◆ Exercise requirements
From the listing below, copy every line with the word "smoke".
┌─ The records
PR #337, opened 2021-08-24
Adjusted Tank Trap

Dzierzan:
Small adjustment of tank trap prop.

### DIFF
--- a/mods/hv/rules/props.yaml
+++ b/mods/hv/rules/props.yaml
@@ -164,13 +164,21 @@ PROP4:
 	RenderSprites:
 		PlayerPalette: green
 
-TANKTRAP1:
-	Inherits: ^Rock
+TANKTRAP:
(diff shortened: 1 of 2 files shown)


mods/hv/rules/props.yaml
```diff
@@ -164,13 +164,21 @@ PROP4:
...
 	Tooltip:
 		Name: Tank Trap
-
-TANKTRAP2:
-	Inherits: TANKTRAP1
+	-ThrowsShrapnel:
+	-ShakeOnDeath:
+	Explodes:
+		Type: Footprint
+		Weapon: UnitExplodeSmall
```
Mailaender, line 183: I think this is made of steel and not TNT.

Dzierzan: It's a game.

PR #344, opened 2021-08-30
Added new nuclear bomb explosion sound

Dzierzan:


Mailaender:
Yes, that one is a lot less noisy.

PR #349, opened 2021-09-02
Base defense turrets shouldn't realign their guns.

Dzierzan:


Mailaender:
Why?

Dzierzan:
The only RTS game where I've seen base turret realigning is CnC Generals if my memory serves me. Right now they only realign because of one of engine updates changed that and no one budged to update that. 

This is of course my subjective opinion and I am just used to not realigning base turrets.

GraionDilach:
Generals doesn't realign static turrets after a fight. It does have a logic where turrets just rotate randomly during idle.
└─
┌─ The records
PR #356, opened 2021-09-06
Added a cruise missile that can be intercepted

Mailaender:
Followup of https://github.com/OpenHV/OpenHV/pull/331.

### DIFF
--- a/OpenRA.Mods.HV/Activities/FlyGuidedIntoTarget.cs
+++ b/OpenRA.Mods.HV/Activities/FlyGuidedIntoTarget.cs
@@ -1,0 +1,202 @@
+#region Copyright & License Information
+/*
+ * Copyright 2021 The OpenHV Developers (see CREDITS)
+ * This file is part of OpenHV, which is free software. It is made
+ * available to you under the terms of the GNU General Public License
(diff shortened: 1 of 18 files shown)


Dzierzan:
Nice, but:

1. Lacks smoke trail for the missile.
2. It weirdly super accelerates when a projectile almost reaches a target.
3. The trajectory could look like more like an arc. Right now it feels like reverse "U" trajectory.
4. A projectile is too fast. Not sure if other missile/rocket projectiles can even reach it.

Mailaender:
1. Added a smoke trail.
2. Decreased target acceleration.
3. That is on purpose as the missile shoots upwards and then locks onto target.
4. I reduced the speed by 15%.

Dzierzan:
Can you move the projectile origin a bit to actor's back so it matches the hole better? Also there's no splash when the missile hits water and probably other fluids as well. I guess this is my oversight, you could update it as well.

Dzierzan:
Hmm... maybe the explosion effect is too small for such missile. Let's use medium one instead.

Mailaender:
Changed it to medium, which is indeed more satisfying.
└─
◆ Solution to the problem
1. Lacks smoke trail for the missile.
1. Added a smoke trail.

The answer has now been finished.